Se a tentativa de adaptar estes protocolos para outras proteínas trans-membrana, que é muito importante para ser capaz de observar directamente tanto a incorporação de proteína para o ensaio de proteína GUVs e função. Embora não seja um problema com KvAP, há sempre a possibilidade de que durante o passo de re-hidratação da proteína trans-membrana permanecerá na pilha membrana levando à formação de GUVs apenas em lípidos. Marcação fluorescente da proteína é muito conveniente, uma vez que fornece uma maneira rápida e inequívoca para observar a incorporação de proteína em GUVs e também verificar se há agregação dentro GUVs. É também muito importante para testar a função da proteína nas GUVs para confirmar que a proteína não foi danificado durante o processo de reconstituição. Para os canais iônicos como KvAP, medições de patch-clamp pode estabelecer a presença de canais funcionais noGUVs. No entanto, um fluorescentemente marcado, o ligando de alta afinidade (por exemplo, toxina, substrato ou anti-corpo) também seria muito útil para testar o estado de proteínas em GUVs.

Em resumo, este artigo demonstra como produzir PROTEO-GUVs contendo o canal de potássio voltagem fechado KvAP e caracterizá-los usando microscopia de fluorescência e eletrofisiologia. Esperemos que estes métodos podem ser adaptados às novas classes de proteínas de membrana e fornecer uma base para sistemas mais complexos in-vitro para estudar e construir matéria viva de seus componentes fundamentais.

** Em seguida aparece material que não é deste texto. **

PR #6134, opened 2025-08-24
[core] Make ManifestEntry and DataFileMeta to interfaces

JingsongLi:
### Purpose

Afterwards, we can consider introducing row-based `ManifestEntry` to significantly reduce its serialization and deserialization overhead.


leaves12138 (approved):
+1

PR #6144, opened 2025-08-25
[parquet] Add encryption for parquet

Zouxxyy:
### Purpose

Add encryption for parquet


JingsongLi:
It seems that neither Iceberg nor Delta supports direct Parquet encryption...

PR #6145, opened 2025-08-26
[core] fix: could not find compression when write throw exception

jerry-024:
### Purpose
If it could not find compression when writing, it throws an exception, as the  file name has a compression extension

### Tests
-

### DIFF
--- a/paimon-format/src/main/java/org/apache/paimon/format/text/HadoopCompressionUtils.java
+++ b/paimon-format/src/main/java/org/apache/paimon/format/text/HadoopCompressionUtils.java
@@ -30,7 +30,6 @@ import org.apache.hadoop.io.compress.CompressionCodecFactory;
 import java.io.IOException;
 import java.io.InputStream;
 import java.io.OutputStream;
-import java.util.Optional;
 
 /** Utility class for handling file compression and decompression using Hadoop codecs. */
 public class HadoopCompressionUtils {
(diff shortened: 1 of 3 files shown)


paimon-format/src/test/java/org/apache/paimon/format/TextCompressionTest.java
```diff
@@ -65,6 +66,41 @@ public abstract class TextCompressionTest {
...
+        Path filePath = new Path(tempDir.resolve(fileName).toString());
+        FileIO fileIO = new LocalFileIO();
+
+        // Attempt to write with unsupported compression should handle gracefully
+        FormatWriterFactory writerFactory = format.createWriterFactory(rowType);
+
+        // This should either:
+        // 1. Fall back to no compression and succeed, or
+        // 2. Throw an appropriate exception
+        try (FormatWriter writer =
```
JingsongLi: Use `assertThrows`.

paimon-format/src/main/java/org/apache/paimon/format/text/HadoopCompressionUtils.java
```diff
@@ -71,34 +86,8 @@ public static InputStream createDecompressedInputStream(
...
-        }
-    }
-
-    /**
-     * Gets a compression codec by compression type.
-     *
-     * @param compression The compression type
-     * @return Optional CompressionCodec instance
-     */
-    public static Optional<CompressionCodec> getCompressionCodecByCompression(String compression) {
```
JingsongLi: Why to modify this?

paimon-format/src/test/java/org/apache/paimon/format/text/HadoopCompressionUtilsTest.java
```diff
@@ -0,0 +1,368 @@
...
+
+            assertThat(compressedStream).isNotNull();
+
+            // Write and close to ensure compression happens
+            compressedStream.write(TEST_DATA.getBytes(StandardCharsets.UTF_8));
+            compressedStream.close();
+
+            // Verify that some data was written
+            assertThat(byteArrayOutputStream.toByteArray()).isNotEmpty();
+        } catch (IOException e) {
```
JingsongLi: Do not use try catch to validate exception.

PR #6149, opened 2025-08-26
[spark] Support partial insert for data evolution merge into

leaves12138:
### Purpose

Support data evolution mode merge into partial columns exist.


JingsongLi (approved):
+1

PR #6151, opened 2025-08-26
[format] update: format createReaderFactory add dataSchemaRowType

jerry-024:
### Purpose
In CSV format, we need dataSchemaRowType when projecting


JingsongLi (approved):
+1

PR #6202, opened 2025-09-05
[core]support format table write

jerry-024:
### Purpose

This PR introduces **Format Table Write** functionality to Paimon. This feature provides:

1. **ACID Guarantees**: Implements two-phase commit mechanism using `CommittablePositionOutputStream` abstraction
2. **Multi-Storage Support**: Robust support for cloud storage (S3, OSS) via multi-part uploads and HDFS via atomic rename operations

**Key Components**:
- `CommittablePositionOutputStream` - Core abstraction for two-phase commit writes
- `MultiPartUploadStore` - Interface for cloud storage multi-part uploads  
- `FormatTableFileWrite` - Implementation for format table writing
- Storage-specific implementations for S3, OSS, and HDFS

### Tests

**Unit Tests**:
- `CommittablePositionOutputStreamTest` - Core abstraction functionality
- `MultiPartUploadCommittablePositionOutputStreamTest` - Multi-part upload logic
- `TempFileCommittablePositionOutputStreamTest` - HDFS rename commit mechanism
- `FormatTableFileWriteTest` - Format table write operations

**Integration Tests**:
- `CatalogTestBase#testFormatTableReadAndWrite`


paimon-common/src/main/java/org/apache/paimon/fs/local/LocalFileIO.java
```diff
@@ -92,6 +94,12 @@ public PositionOutputStream newOutputStream(Path path, boolean overwrite) throws
         return new LocalPositionOutputStream(toFile(path));
     }
 
+    @Override
+    public CommittablePositionOutputStream newCommittableOutputStream(Path path, boolean overwrite)
```
JingsongLi, line 98: Remove this? Just use default implementation.

paimon-common/src/main/java/org/apache/paimon/fs/CommittablePositionOutputStream.java
```diff
@@ -0,0 +1,57 @@
...
+
+package org.apache.paimon.fs;
+
+import java.io.IOException;
+
+/**
+ * CommittablePositionOutputStream provides a way to write to a file and get a committer that can
+ * commit.
+ */
+public abstract class CommittablePositionOutputStream extends PositionOutputStream {
```
JingsongLi, line 27: Or name this to `TwoPhaseOutputStream`?

paimon-common/src/main/java/org/apache/paimon/fs/RenameTempFileCommittablePositionOutputStream.java
```diff
@@ -0,0 +1,145 @@
...
+
+import java.io.IOException;
+import java.util.UUID;
+
+/**
+ * A {@link CommittablePositionOutputStream} implementation that writes to a temporary file and
+ * commits by renaming to the target path. This follows HDFS-style commit semantics.
+ */
+@Public
+public class RenameTempFileCommittablePositionOutputStream extends CommittablePositionOutputStream {
```
JingsongLi, line 31: `RenamingTwoPhaseOutputStream`

paimon-core/src/main/java/org/apache/paimon/table/format/FormatTableFileWrite.java
```diff
@@ -0,0 +1,132 @@
...
+import java.util.HashMap;
+import java.util.List;
+import java.util.Map;
+import java.util.concurrent.ExecutorService;
+import java.util.function.Function;
+
+import static org.apache.paimon.format.FileFormat.fileFormat;
+
+/** File write for format table. */
+public class FormatTableFileWrite extends MemoryFileStoreWrite<InternalRow> {
```
JingsongLi, line 48: Can we not use `MemoryFileStoreWrite`? Just create a new class for it.

paimon-core/src/main/java/org/apache/paimon/table/sink/BatchTableWrite.java
```diff
@@ -29,14 +29,14 @@
  * @since 0.4.0
  */
 @Public
-public interface BatchTableWrite extends TableWrite {
+public interface BatchTableWrite<T> extends TableWrite {
```
JingsongLi, line 32: Never modify this, this is public API.

JingsongLi (changes requested):

JingsongLi:
Can you extract `FileIO` codes to a separate PR?

paimon-core/src/main/java/org/apache/paimon/table/format/FormatTableFileWrite.java
JingsongLi: If you haven't used most of the related items, don't reuse them

PR #6207, opened 2025-09-05
[python] Fix failing to access DLF under python 3.6

discivigour:
### Purpose

- DLF access demo runs successfully.
- Add some tests
- Specify package versions in setup.py under python 3.6

### Tests
pypaimon.tests.py36.ao_read_write_test


JingsongLi (approved):
+1

PR #6178, opened 2025-08-31
[core] Support multi ordering TopN with allow duplicate in bitmap

ArnavBalyan:
- Add support for multi-column topN with allowing duplicates to topK filtering in roaring bitmap.
 - Idea is to allow duplicates in the primary column to allow the engine to perform the global sort after collection.
 - Since all rows belonging to the top n category are selected, the engine has enough context to break the tie and perform secondary sort on the other columns (which is typically much smaller than the whole result set).
 - Added UTs

PR #6209, opened 2025-09-05
[core] The TopN predicate for range-bitmap supports multiple sort keys

Tan-JiaLiang:
### Purpose

Wrap up #6178

Suppose the `id` has created with `range-bitmap`.
position | id | price
--|--|--|
0|10 | 100
1|20 | 100
2|20 | 200
3|20 | 300
4|30 | 100

`SELECT * FROM id DESC LIMIT 2` will return
position | id | price
--|--|--|
3|20 | 300
4|30 | 100

`SELECT * FROM id DESC, price LIMIT 2` will return this. And the compute engine will rerank the result.
position | id | price
--|--|--|
1|20 | 100
2|20 | 200
3|20 | 300
4|30 | 100


JingsongLi (approved):
+1

PR #6210, opened 2025-09-06
[flink] Fix file not found when using changelog compact with multiple extra paths

tsreaper:
### Purpose

Changelog compact tasks currently does not set the correct external path for fake file metas. This will cause `FileNotFoundException` when reading changelogs. This PR fixes the issue.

The authors have nothing to disclose.

We thank Susanne Fenz for discussing the possibility of reconstituting proteins by agarose swelling, Feng Ching Tsai for current measurements, and present and former members of the Bassereau group for support and assistance. The project was funded by the Agence Nationale de la Recherche (grant BLAN-0057-01), by the European Commission (NoE SoftComp), by the Université Pierre et Marie Curie (grant from the FED21, Dynamique des Systèmes Complexes). M.G. was supported by an Institut Curie International PhD Fellowship, S.A. by a fellowship from the Fondation pour la Recherche Médicale, G.E.S.T. by a Marie Curie Incoming International Fellowship from the European Commission and a grant from the Université Pierre et Marie Curie. The publication fees were covered by the Labex ‘CelTisPhyBio’ (ANR-11-LABX0038).